Notably, Romney’s old firm, Bain Capital, is now a big contributor to the Democrats’ lead. For 2020, 94 percent of Bain Capital-affiliated contributions went to Democrats. Bain Managing Director Joshua Bekenstein, in particular, has been a heavy donor to Democratic candidates and political groups.

Meanwhile Blackstone Group and in particular its CEO, Stephen Schwarzman, stand out as major Republican contributors. While Blackstone is only somewhat pro-Republican in its 2020 donation records, Schwarzman has gone all in. Among his donations: $10 million to a group aiming to defend the Senate’s Republican majority, and $3 million to America First Action, a PAC supporting Trump’s re-election.

The Trump factor

Schwarzman aside, all-in-all neither venture capital nor private-equity pros are a very pro-Trump bunch. Blackstone is the lone donor from either industry who tops the list of America First Action supporters. And his presidential contributions are dwarfed by his much larger donations to Republican Senate-focused PACs.

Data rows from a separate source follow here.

PR #540, opened 2019-07-21
JADE: Character Generation

Nostritius:
This PR tries to implement as much as possible the Jade Empire character generation menu and generates the player character.

### DIFF
--- a/src/engines/jade/gui/chargen/rules.mk
+++ b/src/engines/jade/gui/chargen/rules.mk
@@ -20,7 +20,9 @@
 # Character generation in Jade Empire.
 
 src_engines_jade_libjade_la_SOURCES += \
+    src/engines/jade/gui/chargen/characterinfo.h \
     $(EMPTY)
 
 src_engines_jade_libjade_la_SOURCES += \
+    src/engines/jade/gui/chargen/characterinfo.cpp \
     $(EMPTY)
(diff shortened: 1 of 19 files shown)


src/engines/jade/gui/chargen/rules.mk
```diff
@@ -0,0 +1,26 @@
...
+# You should have received a copy of the GNU General Public License
+# along with xoreos. If not, see <http://www.gnu.org/licenses/>.
+
+# Character generation in Jade Empire.
+
+src_engines_jade_libjade_la_SOURCES += \
+    $(EMPTY)
+
+src_engines_jade_libjade_la_SOURCES += \
+    $(EMPTY)
```
DrMcCoy: Missing a new line at the end of the file

Nostritius:
The issues should now be fixed. About the exception, you mentioned, it's about the background of the main menu. While i fixed the error for the character generation, this will almost certainly make more problems for example, when going back to the main menu from the game.

DrMcCoy:
Now starting the game doesn't work anymore. It just returns to back the menu when it should display the first area.

Nostritius:
Ok, now it should work

DrMcCoy:
Yeah, now it does

Merged, thanks! :)

PR #543, opened 2019-09-22
KOTORBASE: Load creature abilities and weapon properties, damage calculation, death

seedhartha:
This PR effectively opens up three more doors on the Endar Spire.


DrMcCoy:
Merged as ccbcb88df...207b377b5, thanks! :)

One reason financially savvy Republican supporters may be focusing more on the Senate races than the presidency is the perception that they have better odds of winning. Political forecasting site FiveThirtyEight gives Trump a less than one-in-four chance of winning the presidency. It gives Republicans a 39 percent chance of maintaining a Senate majority.

Moreover, Senate contributions seem motivated more by industry-specific concerns than a particular love for a candidate.

The Wall Street Journal noted recently that “many who work in private equity prefer control of the government to remain divided as it would make major overhauls of their industry more difficult.” An example of such legislation is a bill Sen. Elizabeth Warren, D-Mass., introduced last year, the Stop Wall Street Looting Act, which would add restrictions on certain buyout firm practices and increase taxes paid on carried interest. Its chances of passage rely on a Democratic Senate majority.

Where the buck stops

For all the concerns around money in politics, it’s unclear how much impact it will have this time around, with swing voters relatively rare in today’s hyperpartisan political environment. And while money can buy TV ads, much influencer activity–such as viral online memes–can be produced and distributed for minimal cost.

That may be why some of the money that venture and PE tycoons are putting into politics comes in the form of expenditures that don’t show up in campaign contribution databases, such as get-out-the-vote efforts.

With an election just six weeks away, we’ll find out soon how well PE and venture donor-favored candidates performed. For now, it seems, startup investors are focused mostly on squeezing out as many public market exits as they can before November.